----- DATASET RECORDS
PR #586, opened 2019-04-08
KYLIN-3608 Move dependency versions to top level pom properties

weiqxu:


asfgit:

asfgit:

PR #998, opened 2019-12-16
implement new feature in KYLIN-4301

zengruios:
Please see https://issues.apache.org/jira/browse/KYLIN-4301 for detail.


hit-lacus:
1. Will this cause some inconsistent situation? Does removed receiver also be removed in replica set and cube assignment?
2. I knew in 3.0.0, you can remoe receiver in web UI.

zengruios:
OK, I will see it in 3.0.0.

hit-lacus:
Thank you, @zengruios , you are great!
----------
----- DATASET RECORDS
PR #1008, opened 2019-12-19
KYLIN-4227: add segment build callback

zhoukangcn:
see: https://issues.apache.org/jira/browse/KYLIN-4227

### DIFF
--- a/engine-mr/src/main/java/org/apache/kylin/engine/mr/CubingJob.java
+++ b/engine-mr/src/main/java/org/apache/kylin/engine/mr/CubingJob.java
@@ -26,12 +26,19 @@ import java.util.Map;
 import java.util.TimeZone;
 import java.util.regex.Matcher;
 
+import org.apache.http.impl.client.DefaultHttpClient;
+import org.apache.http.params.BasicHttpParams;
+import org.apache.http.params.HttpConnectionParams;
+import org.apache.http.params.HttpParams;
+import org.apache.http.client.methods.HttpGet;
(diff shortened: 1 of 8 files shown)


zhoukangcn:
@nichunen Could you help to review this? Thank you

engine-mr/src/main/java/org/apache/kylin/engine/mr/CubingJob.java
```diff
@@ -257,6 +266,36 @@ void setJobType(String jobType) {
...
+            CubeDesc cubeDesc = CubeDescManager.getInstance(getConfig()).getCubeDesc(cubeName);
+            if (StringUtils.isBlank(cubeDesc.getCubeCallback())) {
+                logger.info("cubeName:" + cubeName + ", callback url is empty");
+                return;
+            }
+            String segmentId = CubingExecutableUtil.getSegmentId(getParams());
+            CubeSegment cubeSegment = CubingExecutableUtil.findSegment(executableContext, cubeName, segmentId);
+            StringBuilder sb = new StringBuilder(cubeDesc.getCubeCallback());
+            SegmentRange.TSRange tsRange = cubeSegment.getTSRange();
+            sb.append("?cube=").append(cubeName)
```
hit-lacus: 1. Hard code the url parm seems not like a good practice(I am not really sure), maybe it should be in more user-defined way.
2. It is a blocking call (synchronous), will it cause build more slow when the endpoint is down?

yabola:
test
----------
**ASSIGNMENT**
Would you please copy all lines in the data that contain the word "cubeSegment"?

**EXERCISE RESULT**
+            CubeSegment cubeSegment = CubingExecutableUtil.findSegment(executableContext, cubeName, segmentId);
+            SegmentRange.TSRange tsRange = cubeSegment.getTSRange();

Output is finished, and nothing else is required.